PR #1010, opened 2019-05-30
(tmp) DO NOT MERGE

donoghuc:
make sure that the new travis check that ensures plan_functions.md is updated.

### DIFF
--- a/bolt-modules/boltlib/lib/puppet/functions/add_facts.rb
+++ b/bolt-modules/boltlib/lib/puppet/functions/add_facts.rb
____
WHAT YOU NEED TO DO -> All records are to be retyped precisely.

OUTPUT OF THE EXERCISE ->
PR #1010, opened 2019-05-30
(tmp) DO NOT MERGE

donoghuc:
make sure that the new travis check that ensures plan_functions.md is updated.

### DIFF
--- a/bolt-modules/boltlib/lib/puppet/functions/add_facts.rb
+++ b/bolt-modules/boltlib/lib/puppet/functions/add_facts.rb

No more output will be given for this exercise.